Sinclair wants to limit free speech and also objective inquiry by disallowing research that may come up with facts he would choose not to accept. This of course plays right into the hands of anti-whites and other leftists who are all about oppressive and odious laws which hinder free speech and historical inquiry.

The findings are freely available online and can be read in brief here, and in full here. The report included quotes from mayors, business leaders, elders, former PMs Paul Martin and Joe Clark, and others about the need for the TRC and its findings. In fairness the TRC does note that the residential schools were not terrible in every case. The TRC also notes that many teachers, maids, cooks and others who worked at these schools did their best to improve the lives of aboriginal children and insure their stay was positive. One also hears about how government agents like Peter Bryce actively tried to save lives and help aboriginal children. They also note that diseases were spread unintentionally and if anything the worst aspect of the residential schools is that not enough funds were allocated for them. However it is clear the primary goal of the TRC is to discuss the negative aspects of residential schools — even aspects which were apparent in all such schools like beatings and even sexual abuse.

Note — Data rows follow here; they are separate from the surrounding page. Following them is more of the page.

PR #177, opened 2016-03-11
Use the right resource scope when querying

rjmac:
So responses don't get cut off in the middle.


cyranix:
Is there any test we can add to guard against regression?

AEscobarCruz:
@cyranix pretty sure there is a cheetah test that could be written out.

rjmac:
Cheetah is the right place for that, yeah.

AEscobarCruz:
probably should assign that as a ticket for your group. @chitang, thoughts?

AEscobarCruz:
:shipit: tested it locally, as soon as pending tests are done, think we can roll this out.

chitang:
Yes, nbego team should create a test to cover that.  Joe has been working with larger data.  He may already have something close to ready.

PR #178, opened 2016-03-15
En 172

rjmac:
Set up the new NBE internal shapshot APIs for finding, listing, exporting, and deleting snapshots from truth.


meganschneider:
:shipit:

PR #179, opened 2016-03-16
EN-3886: Secondary versions of dataset

aerust:
Add /dataset-version[resourceName] endpoint
which returns
 - the version of the dataset in truth
 - the versions that secondaries have of dataset
 - set of feedback secondaries

-- Requires commit in data-coordinator:
2c58d04ad479bd2ce9c8227c0596f0d4fe9d9cb9
--


aerust:
Pending checks:
- Needs testing
- data-coordinator pr

soda-fountain-lib/src/main/scala/com/socrata/soda/clients/datacoordinator/HttpDataCoordinatorClient.scala
```diff
@@ -383,6 +384,28 @@ abstract class HttpDataCoordinatorClient(httpClient: HttpClient) extends DataCoo
...
+        .get
+      httpClient.execute(request).run { response =>
+        response.resultCode match {
+          case HttpServletResponse.SC_OK =>
+            val oVers = response.value[SecondaryVersionsReport]()
+            oVers match {
+              case Right(vers) => vers
+              case Left(_) => throw new Exception("secondary versions not found")
+            }
+          case HttpServletResponse.SC_NOT_FOUND => throw new Exception("dataset not found")
```
rjmac: Not a fan of these exceptions; these feel like they should be "normal" cases for this method to return.

aerust: Okay, I was kind of thinking that myself... will go make those changes

PR #181, opened 2016-03-22
Allow this location form:

chitang:
{ "human_address": {"city": "seattle" }, "latitude": 5.5, "longitude": 6.6 } 

in addition to:

{ "human_address": "{\"city\": \"seattle\" }", "latitude": 5.5, "longitude": 6.6 } 

to match obe capability.


rjmac:
Ok.  I'm actually surprised it accepts the latter and not the former now...

chitang:
I thought the later is more "official".  It is the default output format (soda2 v2 may have changed that) as well as how it is physically stored.

PR #182, opened 2016-03-24
En 172

rjmac:
More exporting of snapshots


meganschneider:
:shipit:  still lgtm ;)

PR #184, opened 2016-04-06
EN-2679: Do not send soda-fountain metrics to AMQ

urmilan:
The main urgency around this ticket is to reduce load on ActiveMQ. Given there was some ambiguity around whether we want to rip out metrics completely or send them to Graphite, this commit simply redirects all soda-fountain metrics to the `NoopMetricProvider` for now. Once Slemko is back from vacation we can discuss if we want to redirect those metrics to Graphite.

Critical Analysis of the TRC Recommendations

There are many aspects of this commission which must be rejected. Many of these recommendations — such as #83 which calls the funding of “a strategy for Indigenous and non-Indigenous artists to undertake collaborative projects and produce works that contribute to the reconciliation process” — were created with no thought as to how much money it would cost to see them through. No doubt the money demanded by the TRC and other activists is meant for the benefit of a minority; but not the aboriginals. The minority that will really prosper are the lawyers, bureaucrats, activists and chiefs who are already far too overpaid. Free speech and patriotism are of no concern for these people. The following is a brief look at some of the more unnecessary recommendations.

A major issue for the commission is education. They call upon the government to provide more money to aboriginal education. Funny, I thought the government had committed genocide when it last tried to educate aboriginals? There are calls for “culturally appropriate curricula” but there are no explanations as to what that means. On pages 197-98 the commission talks specifically about the needs of Metis and Inuit to have education specific to their peoples. I wonder if the commission would allow such systems for Euro-Canadians.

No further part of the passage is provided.